[SALAH] Judul Berita ITV tentang Efek Samping Vaksin yang Membuat Wajah Menjadi Merah

Hasil Periksa Fakta Khairunnisa Andini (Universitas Diponegoro).

Judul berita hasil suntingan. Juru bicara ITV telah menegaskan bahwa pihaknya tidak pernah memuat berita dengan judul tersebut.

= = = = =

KATEGORI: Konten Palsu/Fabricated Content

= = = = =

SUMBER: Facebook
https://archive.md/LsrsI

= = = = =

NARASI:

(diterjemahkan ke dalam Bahasa Indonesia)

“Kalau anda membuat tato dan tatonya infeksi, kemudian ahli tatonya mengatakan “oh, tidak apa-apa, ini berarti tinta tatonya meresap ke dalam kulit anda,” Atau, anda mulai muntah setelah makan di sebuah restoran dan mereka mengatakan “tidak apa-apa, ini berarti pencernaan anda berfungsi dengan normal,” apakah anda akan mempercayainya? Tidak.
INI TIDAK NORMAL!”

NARASI DALAM GAMBAR:

(diterjemahkan ke dalam Bahasa Indonesia)

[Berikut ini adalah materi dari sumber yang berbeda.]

Issue #31650, opened 2022-10-07
Distributed tracing [Zn] uber-task: GA OTel support in Azure.Core


lmolkova:
### Library name

Azure.Core

### Please describe the feature.

Here's a list of prereqs for GA on .NET

- [x] Support configurable OpenTelemetry [schema version](https://opentelemetry.io/docs/reference/specification/schemas/overview/#schema-version-number)
  - Stamp it on `az.schema_url` attribute on Activities reported via ActivitySource only
  - Support 1.17.0 initially only (TBD - will switch to latest by GA)
  - Map attribute names reported by SDKs to corresponding ones in configured schema version. Here's the current list https://github.com/Azure/azure-sdk/blob/main/docs/tracing/distributed-tracing-conventions.yml
  - We'll add new versions every once in a while and users will be able to configure them.
  - Don't change anything for the DiagnosticSource path

- [x] Cleanups and breaking changes
  - Propagate context using  `traceparent` in addition to `Diagnostic-Id` on AMQP SDKs 
  - https://github.com/Azure/azure-sdk-for-net/issues/31771
  - Enable nested scope suppression by default
  - http.status_code to int https://github.com/Azure/azure-sdk-for-net/issues/31438
  - investigate if "kind" and "otel.status_code" attributes  are needed on the ActivitySource path (use ActivityKind and Status enum if possible)
  - [x] https://github.com/Azure/azure-sdk-for-net/issues/33080

- [ ]  Testing
  - Retry tests: Activity per try and failed status
  - Perf testing: e.g. run storage perf tests with tracing enabled.
  - Update line-counter sample will latest and greatest OTel and AzMon exporter
  - [nice-to-have] Stress: e.g. enable tracing in stress tests

- [ ] Misc
  - Remove Experimental context switch

context: 
- https://github.com/microsoft/common-schema/pull/336/files
- https://gist.github.com/lmolkova/605bbf779d5599e8f01fd2c2e38f036e

JoshLove-msft:
Current version is 1.17.0

annelo-msft:
@lmolkova, is this work complete?  Can the issue be closed?

lmolkova:
I don't think we completed all the individual work items listed in the description. Let's keep it open for now and I'll check what's remaining.

lmolkova:
Closing in favor of https://github.com/Azure/azure-sdk-for-net/issues/46018

PR #33960, opened 2023-02-07
Set OTel schema url

JoshLove-msft:
Contributes to https://github.com/Azure/azure-sdk-for-net/issues/31650


sdk/core/Azure.Core/tests/ClientDiagnosticsTests.Net50.cs
```diff
@@ -329,6 +338,10 @@ public void CanSetActivitySourceAndDiagnosticSourceActivitiesTogether()
             CollectionAssert.Contains(diagnosticSourceActivity.Tags, new KeyValuePair<string, string>("Attribute2", "2"));
             CollectionAssert.Contains(diagnosticSourceActivity.Tags, new KeyValuePair<string, string>("Attribute3", "3"));
 
+            // Since both ActivitySource and DiagnosticSource listeners are used, we should see the az.schema_url tag set even in diagnostic source because they use the same
```
JoshLove-msft, line 341: I think this is expected.. @lmolkova please keep me honest

sdk/core/Azure.Core/src/Shared/DiagnosticScope.cs
```diff
@@ -292,8 +292,11 @@ public void AddLink(string traceparent, string tracestate, IDictionary<string, s
             public Activity? Start()
             {
                 _currentActivity = StartActivitySourceActivity();
-
-                if (_currentActivity == null)
+                if (_currentActivity != null)
+                {
+                    _currentActivity.AddTag("az.schema_url", "https://opentelemetry.io/schemas/1.17.0");
```
lmolkova, line 297: I suggest bundling this change with mappings and actually complying to otel schema 1.17.0, (we're not compliant now)

Changes needed (https://github.com/Azure/azure-sdk/blob/main/docs/tracing/distributed-tracing-conventions.yml)


HTTP:
- `serviceRequestId` -> `az.service_request_id`
- `clientRequestId` -> `az.client_request_id`
- add `net.peer.name` (endpoint)
- add `net.peer.port` (if not 443), i.e. probably never, but it should be of int type
- http.status_code should be int

Messaging:
- add `messaging.system` - either 'eventhubs' or 'servicebus'
- add [`messaging.operation`](https://github.com/open-telemetry/opentelemetry-specification/blob/main/specification/trace/semantic_conventions/messaging.md#operation-names) (one of `publish`, `receive` or `process`)
- `message_bus.destination` -> `messaging.destination.name`
- `peer.address` -> `net.peer.name`

Or, if you prefer to keep PRs small and would be sending others with attribute changes before next core release, we can do this as well :)

sdk/core/Azure.Core/tests/ClientDiagnosticsTests.Net50.cs
lmolkova: yep, if both are used, there is nothing we can do to keep DiagSource path unchanged. But it's not a common (or valid) scenario to have both.

sdk/core/Azure.Core/src/Shared/DiagnosticScope.cs
JoshLove-msft: I've added the HTTP changes in this PR other than enabling suppression by default (but perhaps that is already done?). I will do the messaging changes in a separate PR.

sdk/core/Azure.Core/CHANGELOG.md
```diff
@@ -4,6 +4,8 @@
 
 ### Features Added
 
+- ActivitySource activities that are used when using the [experimental OpenTelemetry support](https://devblogs.microsoft.com/azure-sdk/introducing-experimental-opentelemetry-support-in-the-azure-sdk-for-net/) will include the `az.schema_url` tag indicating the OpenTelemetry schema version.
```
JoshLove-msft, line 7: Todo - document the breaking changes.

sdk/core/Azure.Core/src/Shared/DiagnosticScope.cs
```diff
@@ -232,7 +237,7 @@ public void AddTag(string name, string value)
                 }
                 else
                 {
-                    _currentActivity?.AddTag(name, value!);
+                    _currentActivity?.AddObjectTag(name, value);
```
JoshLove-msft, line 240: This method already existed thanks to @pakrym

sdk/core/Azure.Core/tests/RequestActivityPolicyTests.cs
```diff
@@ -313,21 +313,31 @@ public async Task ActivitySourceActivityStartedOnRequest()
...
+
+                CollectionAssert.DoesNotContain(activity.TagObjects, new KeyValuePair<string, string>("requestId", clientRequestId));
+                CollectionAssert.Contains(activity.TagObjects, new KeyValuePair<string, string>("az.client_request_id", clientRequestId));
+
+                CollectionAssert.DoesNotContain(activity.TagObjects, new KeyValuePair<string, string>("serviceRequestId", "server request id"));
+                CollectionAssert.Contains(activity.TagObjects, new KeyValuePair<string, string>("az.service_request_id", "server request id"));
+
+                CollectionAssert.Contains(activity.TagObjects, new KeyValuePair<string, string>("net.peer.name", "example.com"));
+
+                CollectionAssert.DoesNotContain(activity.TagObjects, new KeyValuePair<string, int>("net.peer.port", 443));
```
JoshLove-msft, line 338: Add a test where the port is not 443.

sdk/core/Azure.Core/src/Shared/DiagnosticScope.cs
```diff
@@ -292,8 +297,11 @@ public void AddLink(string traceparent, string tracestate, IDictionary<string, s
             public Activity? Start()
             {
                 _currentActivity = StartActivitySourceActivity();
-
-                if (_currentActivity == null)
+                if (_currentActivity != null)
+                {
+                    _currentActivity.AddTag("az.schema_url", "https://opentelemetry.io/schemas/1.17.0");
```
lmolkova, line 302: nit: my crystal ball tells me we'll need to support another version soon, so it'd be nice to move it to some constant and update all at once along with tests :)

lmolkova (approved):
Thank you!

sdk/core/Azure.Core/src/Shared/DiagnosticScope.cs
JoshLove-msft: Looks like we also need messaging.batch.message_count for batch operations in messaging.

JoshLove-msft: Potentially also message.destination.name and message.source.name?
https://github.com/open-telemetry/opentelemetry-specification/blob/main/specification/trace/semantic_conventions/messaging.md#producer-attributes

PR #33962, opened 2023-02-07
[AzureMonitorExporter] cleanup nullable in Exporter classes and Transmitter

TimothyMothra:
Towards #34013

## Changes
- remove `#nullable disable` in Exporter classes and resolve issues
- remove `#nullable disable` in Transmitter class and resolve issues

### Notes
The biggest change here is that the `AzureMonitorResource` in the `Exporter` could be null.
This is provided to the `TelemetryItem` constructor which is eventually used to set Tags.
The Tags were already checking for null so I think this change is safe.
https://github.com/Azure/azure-sdk-for-net/blob/b6eb01b26613b30808eddb5a26402613e03b714e/sdk/monitor/Azure.Monitor.OpenTelemetry.Exporter/src/Customizations/Models/TelemetryItem.cs#L99-L102

### DIFF
--- a/sdk/monitor/Azure.Monitor.OpenTelemetry.Exporter/src/Internals/AzureMonitorTransmitter.cs
+++ b/sdk/monitor/Azure.Monitor.OpenTelemetry.Exporter/src/Internals/AzureMonitorTransmitter.cs
@@ -1,8 +1,6 @@
 ﻿// Copyright (c) Microsoft Corporation. All rights reserved.
 // Licensed under the MIT License.
 
-#nullable disable // TODO: remove and fix errors
-
 using System;
 using System.Collections.Generic;
 using System.Threading;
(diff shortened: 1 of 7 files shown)


rajkumar-rangaraj (approved):
LGTM.

@vishweshbankwar Could you please take a look and confirm.

sdk/monitor/Azure.Monitor.OpenTelemetry.Exporter/src/Internals/AzureMonitorTransmitter.cs
```diff
@@ -64,7 +62,7 @@ public AzureMonitorTransmitter(AzureMonitorExporterOptions options, TokenCredent
             {
                 try
                 {
-                    var storageDirectory = options.StorageDirectory ?? StorageHelper.GetDefaultStorageDirectory();
+                    var storageDirectory = options.StorageDirectory ?? StorageHelper.GetDefaultStorageDirectory() ?? throw new InvalidOperationException("Unable to determine offline storage directory.");
```
vishweshbankwar, line 65: behavior change?

TimothyMothra: it looks like that, but not really a change.

`StorageHelper.GetDefaultStorageDirectory` can fail and return null.
That then causes the `new FileBlobProvider` constructor to throw.

vishweshbankwar: but we were not throwing before right?

rajkumar-rangaraj: This throw does not crash the process. Catch block logs into event source. If this is acting as a blocker for this PR better to remove the changes and track it on an issue.

vishweshbankwar: My bad - I was not reading it properly.

vishweshbankwar (approved):

PR #33963, opened 2023-02-07
[FormRecognizer] Aggregate empty types in a single file

### LINKED ISSUE #29108: [FormRecognizer] Aggregate empty types in a single file
See https://github.com/Azure/azure-sdk-for-net/pull/29100#discussion_r889388997 for context.

kinelski:
Just moving types around to keep things clean. Following the pattern in `TextAnalytics`:
- Internal empty partial declarations were moved to the `GeneratorStubs/InternalTypes.cs` file.
- Public empty partial declarations were moved to the `GeneratorStubs/PublicTypes.cs` file.

These empty partial declarations are used to overwrite the behavior of the .NET code generator. For example, if a type is generated as `public` by default, we can manually add an `internal` partial declaration for that type to let the generator know it should have an `internal` access modifier.

Fixes https://github.com/Azure/azure-sdk-for-net/issues/29108.


sdk/formrecognizer/Azure.AI.FormRecognizer/src/autorest.md
```diff
@@ -159,13 +159,12 @@ input-file:
...
 ```
 
-## Make generated models internal by default
+## Move generated models to the DocumentAnalysis namespace
 ``` yaml
 directive:
   from: https://raw.githubusercontent.com/Azure/azure-rest-api-specs/2fd7dcd89afa70ff5ba7be88bee987da62099a28/specification/cognitiveservices/data-plane/FormRecognizer/stable/2022-08-31/FormRecognizer.json
   where: $.definitions.*
   transform: >
-    $["x-accessibility"] = "internal";
```
kinelski, line 168: We were forcibly making generated models internal by default. This is a pattern we inherited from the old `FormRecognizerClient` because the convenience layer we used at the time was reasonably different from the generated layer. For that reason, most generated models were made internal and had a public wrapper type manually written around them.

With the new `DocumentAnalysisClient` we represent models very similarly to what we get from the service. This autorest transform doesn't help much given that most models will be made public anyway, so we're removing it.

pallavit: Thanks for cleaning this. Any reason why we are using so many transformations? Should we not consider requesting the service team to update the swagger, if possible?
Also, is this only needed by the  .NET language or others as well. if everyone, there is further benefit in making the change up the stream.

pallavit:
> ### AutoRest Configuration

Also I see multiple versions of the input-file, curious how do you point dotnet build to a particular version (service 2.x) vs service (3.x). Does it pick up the most recent one by default?

---
Refers to: sdk/formrecognizer/Azure.AI.FormRecognizer/src/autorest.md:7 in deac315. [](commit_id = deac3150d8a693a53f4489da2c34bb6078e8b303, deletion_comment = False)

pallavit:
> 

Consider explaining in a comment why we have these files in a single place?

---
Refers to: sdk/formrecognizer/Azure.AI.FormRecognizer/src/GeneratorStubs/InternalTypes.cs:47 in deac315. [](commit_id = deac3150d8a693a53f4489da2c34bb6078e8b303, deletion_comment = False)

pallavit (approved):
:shipit:

kinelski:
> Also I see multiple versions of the input-file, curious how do you point dotnet build to a particular version (service 2.x) vs service (3.x). Does it pick up the most recent one by default?

Both versions are generated side by side.

We point to two different versions because there are two totally different swaggers. As you may have heard, last year the service drastically changed the structure of their response between versions 2.x and 3.x, introducing multiple breaking changes.

To avoid breaking changes in the SDK we need to continue supporting old service versions, so we generate both the old and the new swaggers and build two different convenience layers on top of them: the old `FormRecognizerClient` for 2.x; and the new `DocumentAnalysisClient` for 3.x.

pallavit:
> To avoid breaking changes in the SDK we need to continue supporting old service versions, so we generate both the old and the new swaggers and build two different convenience layers on top of them: the old `FormRecognizerClient` for 2.x; and the new `DocumentAnalysisClient` for 3.x.

Got it. Thank you for the explanation :). I have a couple of follow-up questions, will take to you about it offline.

sdk/formrecognizer/Azure.AI.FormRecognizer/src/autorest.md
kinelski: - Most of the transforms we had for v2.x (old service) were caused by minor inconsistencies between the swagger and the service response. In particular, they used to return some fields as `null` even though this was not allowed without setting the `x-nullable` property to `true` in the swagger specification. We've brought up this matter a couple of times but it has never been fixed on their side, so we had no choice but to keep the transforms. When running in debug mode, our generated code does an assertion and throws if the service sends back an unexpected `null`, which may not be true for other languages.
- For v3.x (new service), most transformations are used to avoid conflicts between the new and the old models since the service kept the same name for some of them. Also, we're moving models to the new `DocumentAnalysis` namespace.

Issue #33969, opened 2023-02-08
Build snippets for core


heaths:
Due to a number of issues below, `BuildSnippets: false` is passed in _sdk/core/ci.yml_. Eventually, we want to build snippets by default but these issues need to be fixed first:

- [ ] #33945
- [x] #33967
- [x] #33970
- [x] #33971
- [x] #33973
- [x] #33974
- [x] #33975
- [x] #33977
- [x] #33978
- [x] #33979
- [x] #33982
- [x] #33983
- [x] #33985
- [x] #33986
- [x] #33987
- [x] #33988
- [x] #33976
- [x] #34016

Separately - and this can be done at any time - we can consider:

- [x] #33968

To find outstanding issues, run:

```bash
dotnet build eng/service.proj -warnaserror /t:rebuild /p:DebugType=none /p:SDKType=all /p:ServiceDirectory=* /p:IncludePerf=false /p:IncludeStress=false /p:PublicSign=false /p:Configuration=Release /p:EnableSourceLink=false /p:BuildSnippets=true /bl
```

That command does not use _sdk/*/ci.yml_ or _sdk/*/ci.mgmt.yml, so do not consider any errors emitted to be breaking - just that the source issues haven't yet been resolved.

heaths:
#33964 is related, such that Storage disabled building snippets already but that will still fail the `net - core - ci` pipeline.

Amoon-123:
dotnet build eng/service.proj -warnaserror /t:rebuild /p:DebugType=none /p:SDKType=all /p:ServiceDirectory=* /p:IncludePerf=false /p:IncludeStress=false /p:PublicSign=false /p:Configuration=Release /p:EnableSourceLink=false /p:BuildSnippets=true /bl

PR #33989, opened 2023-02-08
Disable building snippets for more libraries

heaths:
Relates to #33969

### DIFF
--- a/sdk/tables/ci.yml
+++ b/sdk/tables/ci.yml
@@ -25,6 +25,7 @@ extends:
   template: /eng/pipelines/templates/stages/archetype-sdk-client.yml
   parameters:
     ServiceDirectory: tables
+    BuildSnippets: false
     ArtifactName: packages
     Artifacts:
     - name: Azure.Data.Tables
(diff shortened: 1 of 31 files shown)


jsquire (approved):

sdk/tables/ci.yml
```diff
@@ -25,6 +25,7 @@ extends:
   template: /eng/pipelines/templates/stages/archetype-sdk-client.yml
   parameters:
     ServiceDirectory: tables
+    BuildSnippets: false
```
christothes, line 28: You can revert this - I fixed the snippets in https://github.com/Azure/azure-sdk-for-net/pull/33998

m-nash (approved):

sdk/tables/ci.yml
heaths: As long as the validation on this PR takes, I'd rather wait till after so it just touches the _sdk/tables_ directory. I'll leave this unresolved for now so I don't forget while the 1 failed run on MacOS re-runs.

heaths:
@christothes discovered the source of the breaks on macOS (or maybe just because that was the only agent that exercised those tests) and is prepping a separate PR now. As such, overriding this one since every other test passed.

“Para anti-vaksin memanggil saya ‘potongan buah bit’ namun dokter telah menjelaskan pada saya bahwa hal ini terjadi karena vaksinnya bekerja dengan baik dan wajah saya akan kembali normal dalam 3-5 tahun”

= = = = =

PENJELASAN:

Akun Facebook dengan nama pengguna “Hollie Jean” (https://www.facebook.com/ProvingMolly) mengunggah sebuah foto hasil tangkapan layar judul berita yang dimuat oleh media Inggris ITV. Dalam tangkapan layar tersebut, tampak logo ITV di sudut kiri atas foto.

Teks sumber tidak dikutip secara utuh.